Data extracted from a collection
———
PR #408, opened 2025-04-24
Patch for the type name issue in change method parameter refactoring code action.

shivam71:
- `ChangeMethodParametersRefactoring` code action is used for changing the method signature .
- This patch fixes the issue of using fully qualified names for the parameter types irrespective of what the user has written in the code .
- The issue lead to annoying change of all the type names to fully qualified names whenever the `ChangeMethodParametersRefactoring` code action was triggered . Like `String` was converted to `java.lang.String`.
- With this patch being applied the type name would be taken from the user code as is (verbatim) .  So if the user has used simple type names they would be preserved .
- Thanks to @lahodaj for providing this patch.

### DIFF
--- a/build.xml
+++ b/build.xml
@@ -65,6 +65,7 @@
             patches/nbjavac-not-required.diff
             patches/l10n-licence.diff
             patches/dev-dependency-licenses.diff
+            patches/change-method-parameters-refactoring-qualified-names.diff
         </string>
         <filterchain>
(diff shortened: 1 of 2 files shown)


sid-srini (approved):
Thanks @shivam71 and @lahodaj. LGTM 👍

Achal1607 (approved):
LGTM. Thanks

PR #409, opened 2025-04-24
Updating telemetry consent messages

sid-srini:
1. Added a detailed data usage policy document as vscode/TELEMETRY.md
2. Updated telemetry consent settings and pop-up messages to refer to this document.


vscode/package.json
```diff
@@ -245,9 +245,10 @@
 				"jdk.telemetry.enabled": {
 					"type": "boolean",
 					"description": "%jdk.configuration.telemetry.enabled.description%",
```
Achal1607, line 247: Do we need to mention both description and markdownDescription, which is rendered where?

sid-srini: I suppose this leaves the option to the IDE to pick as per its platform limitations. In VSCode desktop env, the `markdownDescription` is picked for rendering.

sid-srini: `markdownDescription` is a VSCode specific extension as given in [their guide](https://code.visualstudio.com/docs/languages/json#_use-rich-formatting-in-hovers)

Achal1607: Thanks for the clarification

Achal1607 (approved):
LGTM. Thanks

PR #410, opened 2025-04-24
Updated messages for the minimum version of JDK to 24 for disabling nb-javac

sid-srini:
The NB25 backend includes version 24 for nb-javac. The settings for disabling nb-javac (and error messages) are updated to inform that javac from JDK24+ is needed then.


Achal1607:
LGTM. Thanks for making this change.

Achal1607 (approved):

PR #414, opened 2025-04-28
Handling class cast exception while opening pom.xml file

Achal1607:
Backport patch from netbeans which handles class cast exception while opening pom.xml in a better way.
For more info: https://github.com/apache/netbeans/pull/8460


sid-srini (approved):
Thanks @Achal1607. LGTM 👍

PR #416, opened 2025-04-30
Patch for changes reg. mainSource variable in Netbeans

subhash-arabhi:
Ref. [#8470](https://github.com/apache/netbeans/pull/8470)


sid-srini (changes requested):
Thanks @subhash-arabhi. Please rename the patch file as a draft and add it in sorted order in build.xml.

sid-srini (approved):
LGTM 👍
———
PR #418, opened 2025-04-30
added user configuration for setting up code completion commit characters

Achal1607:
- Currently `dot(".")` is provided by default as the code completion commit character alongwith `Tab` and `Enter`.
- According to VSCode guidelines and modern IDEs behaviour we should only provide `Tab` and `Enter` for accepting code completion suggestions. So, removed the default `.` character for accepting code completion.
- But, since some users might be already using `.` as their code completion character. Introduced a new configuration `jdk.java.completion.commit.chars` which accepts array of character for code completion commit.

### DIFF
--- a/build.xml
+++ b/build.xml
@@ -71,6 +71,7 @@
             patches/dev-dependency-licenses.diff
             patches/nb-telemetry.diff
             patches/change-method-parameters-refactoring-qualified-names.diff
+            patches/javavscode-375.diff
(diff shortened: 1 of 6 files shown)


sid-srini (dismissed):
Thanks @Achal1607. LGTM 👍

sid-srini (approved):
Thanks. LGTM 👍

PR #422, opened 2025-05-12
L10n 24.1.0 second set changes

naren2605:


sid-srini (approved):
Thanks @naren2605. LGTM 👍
———
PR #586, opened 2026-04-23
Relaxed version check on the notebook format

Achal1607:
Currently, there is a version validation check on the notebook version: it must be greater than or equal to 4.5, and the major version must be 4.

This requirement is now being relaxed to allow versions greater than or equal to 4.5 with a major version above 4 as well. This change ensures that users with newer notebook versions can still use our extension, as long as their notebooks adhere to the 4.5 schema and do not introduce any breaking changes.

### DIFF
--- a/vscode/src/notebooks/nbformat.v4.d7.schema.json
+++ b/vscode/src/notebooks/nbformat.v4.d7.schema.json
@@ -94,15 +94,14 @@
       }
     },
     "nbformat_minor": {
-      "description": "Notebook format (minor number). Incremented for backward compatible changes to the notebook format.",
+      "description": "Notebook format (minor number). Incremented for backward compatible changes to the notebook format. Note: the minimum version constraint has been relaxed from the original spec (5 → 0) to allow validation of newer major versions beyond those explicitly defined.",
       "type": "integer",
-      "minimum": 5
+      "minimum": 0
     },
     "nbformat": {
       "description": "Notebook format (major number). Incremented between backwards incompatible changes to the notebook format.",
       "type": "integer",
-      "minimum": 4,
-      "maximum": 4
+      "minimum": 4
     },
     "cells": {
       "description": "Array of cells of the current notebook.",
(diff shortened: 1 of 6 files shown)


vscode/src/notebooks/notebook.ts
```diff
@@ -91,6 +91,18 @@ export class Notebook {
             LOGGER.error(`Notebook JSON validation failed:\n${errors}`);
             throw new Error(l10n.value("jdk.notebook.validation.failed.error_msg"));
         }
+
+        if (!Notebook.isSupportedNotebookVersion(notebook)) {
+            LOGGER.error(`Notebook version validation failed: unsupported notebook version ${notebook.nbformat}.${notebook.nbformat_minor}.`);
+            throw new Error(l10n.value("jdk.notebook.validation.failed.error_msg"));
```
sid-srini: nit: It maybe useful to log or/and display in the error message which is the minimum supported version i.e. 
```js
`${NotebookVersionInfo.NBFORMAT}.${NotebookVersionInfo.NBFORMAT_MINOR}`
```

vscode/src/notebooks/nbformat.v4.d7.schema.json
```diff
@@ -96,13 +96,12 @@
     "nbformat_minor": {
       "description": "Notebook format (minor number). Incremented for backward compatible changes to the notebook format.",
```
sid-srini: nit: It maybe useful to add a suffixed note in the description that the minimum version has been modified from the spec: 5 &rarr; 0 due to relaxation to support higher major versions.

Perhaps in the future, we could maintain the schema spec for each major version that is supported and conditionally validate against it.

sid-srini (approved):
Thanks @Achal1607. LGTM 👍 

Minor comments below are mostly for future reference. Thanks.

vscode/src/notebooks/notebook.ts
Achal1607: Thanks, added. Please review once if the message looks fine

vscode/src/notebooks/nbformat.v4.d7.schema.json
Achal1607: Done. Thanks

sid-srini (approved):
———
EXERCISE DESCRIPTION:
Among the records above, only the lines between the line holding "PR #408, opened 2025-04-24" and the line holding "method signature .", inclusive, are to be output, exactly as written.

ANSWER TO THE EXERCISE:
PR #408, opened 2025-04-24
Patch for the type name issue in change method parameter refactoring code action.

shivam71:
- `ChangeMethodParametersRefactoring` code action is used for changing the method signature .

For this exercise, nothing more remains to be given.